With these tools and a bit of wisdom, we believe the best days for San Francisco, for America, and for the world are ahead of us. We are already at work. There is much more coming soon, so stay tuned. In the meantime, remember that civilization could be excellent. Let’s make it so.
The is-ought frame provides a useful distinction here, but because we’re explicitly placing value judgements on reality by identifying problems we wish to solve, we can sidestep the philosophical is-ought problem described by Hume.
As stated, I believe that adapting to complexity is the fundamental problem of our time and that systems science is the tool to help us grapple with it. Humans are intuitive systems thinkers and we must do more to cultivate this ability if we want to broadly improve civilization.
This is just one thread in the broader transition into abundance/post-scarcity. Our biology was shaped by scarce environments and, as expected, this transition will not be easy. At least we get fun movies along the way.

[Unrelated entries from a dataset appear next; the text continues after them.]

PR #399, opened 2016-11-16
decomposed entity scripts;

TeslaRus:
entity_functions.lua is too big for convenience working: it is decomposed to

- entity_functions.lua   (calls all scripts below, not sorted properly)
- entity_functions_common.lua   (doors, switches, keyholes, boulders)
- entity_functions_traps.lua   (blades, spikes)
- entity_functions_unique.lua   (unique single objects)

+ fixed tall block script;


vvs-:
`script-backporting` is falling behind more and more. I'm wandering, could it be merged at least partially? I mean piece by piece?

Lwmte:
I suggest that at least feature-critical code must be backported. I guess I'm too desperate on fixing timing and TRIGGERING_NOT_READY stuff.
Do I need to make pull request to make it happening?

TeslaRus:
I suggest to do backporting by LITTLE parts, to avoid big crashes, and when it become stable - use bigger backporting requests. +I fix many time stuff in entity scripts now.

TeslaRus:
@Lwmte : I create diff and study backporting branch. Really - it MUST be decomposed to 3 different requests minimum. It changes not only scripts, but some core functions (restores relative GUI size that should not be used in low level rendering! in addition separate module it may be correct, but not in core + GUI must be decomposed too and be placed to the gui folder - I will do it later). 
Current door script (master) realization is savable - no tasks and local lua vars;
Enemies scripts must be in separate lua file - easy to merge and develop;

Level scripts reorganization loading - one single request - let us begin from this one - middle size, single task - easy to verify;
Scripts backporting: first time by modules + cpp code changes should be in a different request (if it is possible of course) 

sorry, bu this request as a single shot is not pullable - only in decomposed state - we have no much time for reading and fixing request and next debugging merge results all time.

PR #401, opened 2016-11-22
Physics refactoring

TeslaRus:
C++ source goes after LUA scripts...


TeslaRus:
TODO: add TRIGGERS collision group; GHOST group ONLY for ghosts.

PR #403, opened 2016-11-27
Critical update: TR1-2 fixed cameras info

Lwmte:
Info verified with TR1-TR2 disassembly.


TeslaRus:
lgtm
I some info about cam sync playing in reverse direction? I.E. TR4 map4 rotated room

The dislocation between agency and attention is a key driver of nihilism at all levels of society. It produces a sort of learned helplessness which leaves people unhappy with themselves and disconnected from their local communities.
A potential argument: Do we really have to know? We elect people to know how to actually do that stuff anyways. Rebuttal: As argued, free society is unnatural and takes effort to maintain. So long as the people choose their government, we will need to understand how we are governed. Otherwise we can’t make informed decisions or maintain accountability. This is especially true in places like California where we vote on legislation (ballot propositions) directly.
Free society does not occur in nature. Without effective governance processes (coordination mechanisms) it is unsustainable and we would soon return to the simpler forms of social organization which do occur naturally. For us, this means domination or collapse. Once again, I think this can be compellingly argued on the grounds of complexity and systems science.
Deutsch’s epistemology - as described in The Beginning of Infinity - explains that problems are inevitable but also solvable with sufficient information. I’ll add that it requires the will to solve them too.